Age group | Male | Female | Total | |||
---|---|---|---|---|---|---|
N.° | % | N.° | % | N.° | % | |
15–29 | 16 | 11.7 | 9 | 6.6 | 25 | 18.2 |
30–44 | 28 | 20.4 | 22 | 16.1 | 50 | 36.5 |
45–59 | 35 | 25.5 | 14 | 10.2 | 49 | 35.8 |
≥60 | 9 | 6.6 | 4 | 2.9 | 13 | 9.5 |
Total | 88 | 64.2 | 49 | 35.8 | 137 | 100 |
There was a high prevalence of HCV in the transplanted population. There was an increased tendency to develop post-transplant diabetes mellitus and acute rejection in HCV-positive patients. Patient death and acute rejection were the most common causes of loss of graft function. Cardiovascular disease and generalised sepsis were the most common causes of death. In patients with HCV, graft and recipient survival were lower than in those without HCV. Most transplanted patients were 30–40 years old and male (Tables 2 and 3).

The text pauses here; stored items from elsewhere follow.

PR #1762, opened 2024-01-15
Check if prepare argument is a symbol or string

KaanOzkan:
### Motivation

Leftover from the refactor https://github.com/Shopify/tapioca/pull/1714/files#diff-8b787801eb4d5ed2047d8b5d37043650443fae0500ae270f8d7ededeb311f27cL68. It causes TypeError's when the argument isn't a symbol or a string.

### Implementation

Bring back the previous check, call `to_sym` to please Sorbet.

### Tests

Added

### DIFF
--- a/lib/tapioca/dsl/helpers/graphql_type_helper.rb
+++ b/lib/tapioca/dsl/helpers/graphql_type_helper.rb
@@ -26,9 +26,9 @@ module Tapioca
           end
 
           prepare = argument.prepare
-          prepare_method = if prepare
+          prepare_method = if prepare.is_a?(Symbol) || prepare.is_a?(String)
             if constant.respond_to?(prepare)
-              constant.method(prepare)
+              constant.method(prepare.to_sym)
             end
           end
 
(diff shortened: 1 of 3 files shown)


lib/tapioca/dsl/helpers/graphql_type_helper.rb
```diff
@@ -26,9 +26,9 @@ def type_for_argument(argument, constant)
           end
 
           prepare = argument.prepare
-          prepare_method = if prepare
+          prepare_method = if prepare.is_a?(Symbol) || prepare.is_a?(String)
             if constant.respond_to?(prepare)
-              constant.method(prepare)
+              constant.method(prepare.to_sym)
```
andyw8, line 31: I think `method` takes either?

```
irb(main):002:0> String.new.method(:length)
=> #<Method: String#length()>
irb(main):003:0> String.new.method("length")
=> #<Method: String#length()>
```

KaanOzkan: https://github.com/sorbet/sorbet/pull/7602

Causes of loss of graft function. Renal Medicine Department, Hospital Universitario Manuel Ascunce Domenech, Camagüey, 2011–2012.
HCV positive | % | HCV negative | % | |
---|---|---|---|---|
Died with functioning kidney | 14 | 20.9 | 11 | 15.7 |
Acute rejection | 13 | 19.4 | 10 | 14.3 |
Chronic graft dysfunction | 10 | 14.9 | 8 | 11.4 |
Total | 37 | 55.2 | 29 | 41.4 |
Main causes of mortality. Renal Medicine Department, Hospital Universitario Manuel Ascunce Domenech, Camagüey, 2011–2012.
HCV positive | % | HCV negative | % | |
---|---|---|---|---|
Cardiovascular disease | 13 | 19.4 | 9 | 12.8 |
Generalised sepsis | 6 | 8.9 | 4 | 5.7 |
Chronic liver disease | 3 | 4.5 | 1 | 1.4 |
Cerebrovascular disease | 2 | 3.0 | 1 | 1.4 |
Total | 26 | 38.8 | 17 | 24.1 |
The authors have no conflicts of interest to declare.
Please cite this article as: Millet Torres D, Curbelo Rodríguez L, Ávila Riopedre F, Benítez Méndez M, Prieto García F. Evolución general de receptores de trasplante renal con hepatitis C, en el hospital provincial de Camagüey, Cuba. Nefrologia. 2015;35:509–511.